** TASK INSTRUCTIONS **
Copy, word for word, each line of the data below from the first through the line containing "Previously, the _seed_", and stop there.

Items from a dataset
-----

PR #1567, opened 2016-03-16
an essential rework of seed extensions

xenigmax:
This PR reorganize seed extension part of the tutorial.

Previously, the _seed_ and _seed extension_ part were not divided. So example/solution.cpp initially started with number 2 because example1/solution1.cpp were used in the _new seed section_.
I have corrected and moved all of them. That's why there are so many changes(in diff.) in this PR.


include/seqan/seeds/seeds_extension.h
```diff
@@ -796,7 +796,7 @@ extendSeed(Seed<Simple, TConfig> & seed,
     // SEQAN_ASSERT_LT(scoreMismatch(scoringScheme), 0);
     SEQAN_ASSERT_LT(scoreGapOpen(scoringScheme), 0);
     SEQAN_ASSERT_LT(scoreGapExtend(scoringScheme), 0);
-    SEQAN_ASSERT_EQ(scoreGapExtend(scoringScheme), scoreGapOpen(scoringScheme));
+    //SEQAN_ASSERT_EQ(scoreGapExtend(scoringScheme), scoreGapOpen(scoringScheme));
```
xenigmax: @h-2  @esiragusa 
I would like to ask you check this.

Because of this assertion, we cannot use different scores for gapExtend and gapOpen. 
This is nonsense. Isn't it?
So I would like to comment this out.

If we have to maintain this we also have to remove assignment#4 which uses Gotoh algorithm.
http://seqan.readthedocs.org/en/master/Tutorial/SeedAndExtend.html

Let me know whether it's OK or not :)

xenigmax:
@smehringer  Please review this PR when you have a time. However, you don't need to check the one that  I mentioned above(about assertion). Thank you :)

h-2:
IIRC the implementation just doesnt support affine gap costs, so please double-check that.
I think it was one of the reasons I wrote extendalignment() (which is based on our regular DP.

manual/source/Tutorial/Algorithms/SeedExtension.rst
```diff
@@ -57,25 +56,25 @@ Assignment 2
...
      .. container:: foldable
 
-        .. includefrags:: demos/tutorial/seed_and_extend/solution2.cpp
+        .. includefrags:: demos/tutorial/seed_and_extend/solution1.cpp
 
-A more complex case is the standard bioinformatics approach of **x-drop extension**:
+A more complex case is the standard bioinformatics approach of **x-drop extension**.
 
-In the ungapped case, we extend the seed by comparing the *i*-th character to the left/right of the seed of the horizontal sequence with the *j*-th character to the left/right of the seed in the vertical sequence.
+In the ungapped case, we extend the seed by comparing the *i*-th character to the left/right of the seed of the horizontal sequence(subject sequence) with the *j*-th character to the left/right of the seed in the vertical sequence(query sequence).
```
marehr: maybe a space after sequence

e.g.  ``horizontal sequence (subject sequence)``

marehr:
lgtm :+1:

include/seqan/seeds/seeds_extension.h
xenigmax: OK. I found that we need an investigation about this.
So I do not change the source code and make another issue for this.

xenigmax:
I excluded changes in source code from this PR.
Check #1596 for seed_extension with different gapOpen/Extension code.

I will merge this if continous-integration works since Marcel has checked the content.

Issue #1573, opened 2016-03-17
Strange behaviour of indexed fasta I/O when building an index twice


smehringer:
This issue occurs in the following demo file:
> demos/tutorial/indexed_fasta_io/base.cpp

The function `getIdByName()` raises the error, that it cannot find "chr1". The _example.fasta_ file does contain a sequence named "chr1" though.

If you try out `std::cout << empty(faiIndex) << std::endl;`, it returns `1`. 

Strangely, after `getIdByName()` fails, `sequenceLength()` successfully fetches the length of the sequence. But `empty(faiIndex)` still returns `1`...

This is not a problem for the tutorials, since the file is not included in any assignment.
@temehi can you take a look at it? Maybe some time after the release.

smehringer:
@cpockrandt can you please add labels, Milestone and Assignee.

temehi:
@cpockrandt you may close this issue now

cpockrandt:
Oops, forgot it. Thanks!

PR #1574, opened 2016-03-17
[FIX] closes the fasta file after fai_index is built

temehi:
This solves issue #1573.

### DIFF
--- a/demos/tutorial/indexed_fasta_io/base.cpp.stdout
+++ b/demos/tutorial/indexed_fasta_io/base.cpp.stdout
@@ -1,1 +1,0 @@
-ERROR: FAI index has no entry for chr1.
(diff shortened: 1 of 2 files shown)


cpockrandt:
Thanks for the fast fix! Can you adjust the output file ``demos/tutorial/indexed_fasta_io/base.cpp.stdout``? There shouldn't be any output anymore.

temehi:
@cpockrandt I was wrong to close the fast a file. It actually needs to stay open so that it can be accessed with readregion..and so on. Instead a new solution would be to put the head of the ifstream to the beginning of the file when clear is called. I was also wrong about the tests. They are fine as they are.

cpockrandt:
LGTM.

Thanks @temehi !

PR #1577, opened 2016-03-17
Fix #1572: disable building with -march=native for 32 bit target platforms

### LINKED ISSUE #1572: 32bit fails...
... don't worry, we are working on it.

marehr:
Fixes #1572

### DIFF
--- a/util/cmake/SeqAnBuildSystem.cmake
+++ b/util/cmake/SeqAnBuildSystem.cmake
@@ -73,6 +73,19 @@ if (MINGW)
 endif (MINGW)
 
 # ---------------------------------------------------------------------------
+# Is it a 32 bit platform?
+# ---------------------------------------------------------------------------
+if (CMAKE_SIZEOF_VOID_P EQUAL 4)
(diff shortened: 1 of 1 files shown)


marehr:
Maybe to give a little bit more information:
This will fix the many building errors on http://cdash.seqan.de/index.php?project=SeqAn for 32 bit platforms.

xenigmax:
LGTM. Thanks

util/cmake/SeqAnBuildSystem.cmake
```diff
@@ -234,8 +247,11 @@ macro (seqan_build_system_init)
     # settings for development mode
     if ((SEQAN_BUILD_SYSTEM STREQUAL "DEVELOP") AND
         (NOT MSVC) AND
-        (NOT SEQAN_NO_NATIVE))
+        (NOT SEQAN_NO_NATIVE) AND
+        (NOT SEQAN_32BIT_TARGET_PLATFORM))
```
xenigmax: It seems too stringent. Some people may want to make CPU-optimized binaries in 32bit machine.
However, I think it's just enough for this time.

PR #1579, opened 2016-03-17
[FIX, TEST] fixes demo_checker.py

### LINKED ISSUE #1576: test of demo file passes even when the stdout was not as expected.
I found the following two tests which passed, even if the stdout was not as expected.

http://cdash.seqan.de/testDetails.php?test=27779920&build=169398
http://cdash.seqan.de/testDetails.php?test=27779935&build=169398

They both have in common that the stored .stdout file was empty. 

This shoud not happen, should it?
Or is there some special case where a test is allowed to have different standard output?

@xenigmax can you assign someone who might know this?

temehi:
fixes #1576


temehi:
Well, As expected there were 19 tests which were passing because of this "loophole" :smile: 

> The following tests FAILED:
	100 - test_demo_dox_align_gaps_example (Failed)
	107 - test_demo_dox_basic_zip_iterator (Failed)
	116 - test_demo_dox_graph_algorithms_dijkstra (Failed)
	138 - test_demo_dox_modifier_cyclic_shape (Failed)
	148 - test_demo_dox_sequence_container_view_zip (Failed)
	151 - test_demo_dox_stream_lexical_cast (Failed)
	153 - test_demo_howto_scores_load_score (Failed)
	174 - test_demo_tutorial_basics_allocator (Failed)
	179 - test_demo_tutorial_bed_io_example1 (Failed)
	180 - test_demo_tutorial_bed_io_solution1 (Failed)
	190 - test_demo_tutorial_fragment_store_access_aligned_reads2 (Failed)
	282 - test_demo_tutorial_q_gram_index_index_assignment6 (Failed)
	326 - test_demo_tutorial_sequences_in_depth_assignment_exact_generous_solution (Failed)
	331 - test_demo_tutorial_simple_rna_seq_genequant_assignment2 (Failed)
	332 - test_demo_tutorial_simple_rna_seq_genequant_assignment3 (Failed)
	333 - test_demo_tutorial_simple_rna_seq_genequant_assignment4 (Failed)
	334 - test_demo_tutorial_simple_rna_seq_genequant_assignment5 (Failed)
	350 - test_demo_tutorial_vcf_io_example1 (Failed)
	351 - test_demo_tutorial_vcf_io_solution1 (Failed)

Most of them have an empty .stdout as it was mentioned by @smehringer in #1576. 

But some of them like  `test_demo_tutorial_basics_allocator` has an stdout with the time_elapsed to compute some staff...and this will never be similar for different runs. We need to find a solution for that. May be make demo-checker.py to do some regex or ...

Others like `test_demo_dox_modifier_cyclic_shape` are failing because one is trying to `cout <<` an `unsigned char` type. For the time being I will fix only the demos. But for the future, we could do something like overloading the operator `<<` for `unsigned char` 

```c++
std::ostream& operator<<(std::ostream& oStream, const unsigned char & s)
{
    oStream << (int)(s);
    return oStream;
}
```

I am going to fix as many of these tests as I can. If I don't make it then at the release sprint ....

temehi:
Uninitialised member variable isDefaultPairwiseAlignment was used [here](https://github.com/temehi/seqan/blob/hotfix/%231576/include/seqan/graph_msa/graph_align_tcoffee_msa.h#L394) and [here](https://github.com/temehi/seqan/blob/hotfix/%231576/include/seqan/graph_msa/graph_align_tcoffee_msa.h#L394). This was causing a subtle error in MSA. The last commit will fix the failing tests of this PR and closes issues #1576 and #1585

PR #1580, opened 2016-03-17
[FIX, TEST] fixes demo_checker.py (develop)

### LINKED ISSUE #1576: test of demo file passes even when the stdout was not as expected.

temehi:
fixes #1576


temehi:
It looks like `globalMsaAlignment()` produces different outputs for b/n clang and gcc.
The test is failing because of that. I will create an issue for this.

cpockrandt:
Lgtm, ty! :+1:

PR #1587, opened 2016-03-21
[FIX] deletes all temp files that are generated by the app bs_tools.

smehringer:
@cpockrandt can you have a look ? :smiley:


cpockrandt:
lgtm!

PR #1594, opened 2016-03-23
performance degrade on windows

marehr:
Attempt to fix #1586.

The windows binaries are currently taking much more time than some days ago. After doing a bisect on windows, it seems to be related to the reverted commits in this pr. I'm not completely sure what is going on, but it seems that the generated build files for windows doesn't set the optimization flags as they should/as they did before.

PR #1597, opened 2016-03-23
performance degrade on windows (develop)

### LINKED ISSUE #1586: app_test_razers/app_test_stellar timeouts after 600s (performance degrade)
http://cdash.seqan.de/testDetails.php?test=31266148&build=169958

marehr:
Attempt to fix #1586.

The windows binaries are currently taking much more time than some days ago. After doing a bisect on windows, it seems to be related to the reverted commits in this pr. I'm not completely sure what is going on, but it seems that the generated build files for windows doesn't set the optimization flags as they should/as they did before.


xenigmax:
Check #1594

PR #1613, opened 2016-03-24
[FIX] Temporarily changing stderr on Windows because of VS14 bug

cpockrandt:
As requested, I changed the ``cerr`` for the release.


xenigmax:
This should be changed since our demo_checker cannot check platform-dependent output/errors.
LGTM.

PR #1615, opened 2016-03-24
Yara: verify seeds

esiragusa:


esiragusa:
@h-2 @rrahn @xenigmax FYI I am rolling back Yara's version to 0.9.6 (35962be). I will rebuild packages and tag yara-v0.9.6 afterwards. Sorry for messing up.

It would be nice if you let me know when you touch Yara in the future. It would be nicer if apps could stay out of the library repo... :disappointed:

PR #1617, opened 2016-03-26
Build System Cleanup

esiragusa:
@h-2 @rrahn I am proposing some modification to the build system, following recent changes in #1560:
* Split cmake flag SEQAN_OFFICIAL_PKG as SEQAN_STATIC_APPS and SEQAN_OPTIMIZED_BUILDS
* Removed optimizations in DEVELOP builds

The reasons for these modifications should be pretty obvious. As soon as you agree, I will update the documentation and submit a PR for develop.

### DIFF
--- a/CMakeLists.txt
+++ b/CMakeLists.txt
@@ -79,6 +79,9 @@ option (SEQAN_ENABLE_CUDA
         "Enable CUDA, if the toolkit is available."
 	OFF)
 
+option (SEQAN_STATIC_APPS "Build static apps." OFF)
+option (SEQAN_OPTIMIZED_BUILDS "Build optimized binaries." OFF)
+
 # ===========================================================================
 # Setup Modules and Find Packages.
 # ===========================================================================
--- a/util/cmake/SeqAnBuildSystem.cmake
+++ b/util/cmake/SeqAnBuildSystem.cmake
@@ -213,51 +213,31 @@ macro (seqan_build_system_init)
         set (SEQAN_CXX_FLAGS "${SEQAN_CXX_FLAGS} /D_SCL_SECURE_NO_WARNINGS")
     endif ()
 
-    # DEFFAULT BUILD SYSTEM
     if (NOT SEQAN_BUILD_SYSTEM)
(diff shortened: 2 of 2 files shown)


h-2:
> Split cmake flag SEQAN_OFFICIAL_PKG as SEQAN_STATIC_APPS and SEQAN_OPTIMIZED_BUILDS

ok...

> Removed optimizations in DEVELOP builds

Why? You yourself requested this :question:

esiragusa:
No, I didn't request that! I think there has been a misunderstanding. For me it's enough to have a flag SEQAN_OPTIMIZED_BUILDS and distribute optimized builds, so people don't have to compile the app on their own. Default optimizations in develop mode are useless and require a warning message.

h-2:
I have just discussed this with @rrahn and we agree in most points. However, we would propose changing SEQAN_OPTIMIZED_BUILDS to SEQAN_CPUOPT_SSE4 because "OPTIMIZED" is too general (could apply to -O for example). Also native should optionally be available (but off by default). So we have:

SEQAN_STATIC_APPS (same as now)
SEQAN_CPUOPT_SSE4
SEQAN_CPUOPT_NATIVE

Check if _NATIVE is defined first, if not check if _SSE4 is set, else do nothing.

Do you agree?

Also, could you please adapt the infra/manage/deploy tutorial to recommend setting SEQAN_STATIC_APPS and SEQAN_CPUOPT_SSE4 instead of SEQAN_OFFICIAL_PKG?

h-2:
Actually, if that is ok, I would take over the PR, because I have to do other changes to the build system anyway... ok?

esiragusa:
Sure, you can take it over. I would propose SEQAN_ARCH_NATIVE and SEQAN_ARCH_SSE4. These names correspond a bit better to flags -march=native and -march=sse4. Would be good to change cpack name suffixes from x86_64 to sse4 and native along with SEQAN_ARCH_NATIVE and SEQAN_ARCH_SSE4.

h-2:
superseded by #1654 

@esiragusa saw your response too late, but I agree with your terms. I will change it. regarding cpack that will create lots of problems with our pipelines for generating packages.seqan.de, so I would rather not do it. Instead I will put a static warning on the page that newer binaries require certain cpu extensions.

PR #1632, opened 2016-03-31
[DOC] Changes to IndexedFastaIO tutorial (develop)

marehr:
* Fix that the demos/tutorial/indexed_fasta_io/example.fasta.fai file is empty
* When reading the tutorial the variable `pathToFaiFile` is undefined, therefore remove any reference to it.


cpockrandt:
lgtm :smiley:

Issue #1526, opened 2016-03-04
PizzaChili Index Adapter not working


cpockrandt:
I just noticed, that the PizzaChili index is not working (use of undeclared identifier `SEQAN_ABORT` and `SEQAN_REPORT`). It should be easy to fix the bug but there are some open questions/issues:
- the adapter is not tested anywhere
- is anyone using this adapter?
- there are many indices in the Pizza & Chili API (see http://pizzachili.dcc.uchile.cl/indexes.html) that SeqAn does not support. 

@esiragusa Could you comment on this issue? Do you think we should still support the API or just remove it from SeqAn? It seems to me that noone uses it and we don't even nearly support all indices from the API.

esiragusa:
I would say to remove it as we did for other broken and unused modules. The code is released in v2.1.0, in case anyone wants to work on it (but I would suggest to integrate sdsl-lite rather than pizza&chili).

cpockrandt:
@h-2 If you agree, I will remove it and open a PR into develop for Milestone 2.1.1

h-2:
Hm, I don't think we should remove any code anything for a 0.0.+1 release.  Or are you sure that absolutely all of the functions and datastructures are broken?
For the manual and dox we can definitely remove it...

xenigmax:
It seems we all want to remove this part from the manual at least.
I made a new issue #1568 for this and reassign this issue to backlog.

h-2:
Closed because inactivity.

PR #1657, opened 2016-04-04
[FIX, DOC] Mark Pizza&Chili as deprecated

cpockrandt:
Referring to issue #1526.

I couldn't easily fix the Pizza&Chili-Index and thus just marked it as deprecated.


rrahn:
lgtm!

-----

** YOUR SOLUTION **
PR #1567, opened 2016-03-16
an essential rework of seed extensions

xenigmax:
This PR reorganize seed extension part of the tutorial.

Previously, the _seed_ and _seed extension_ part were not divided. So example/solution.cpp initially started with number 2 because example1/solution1.cpp were used in the _new seed section_.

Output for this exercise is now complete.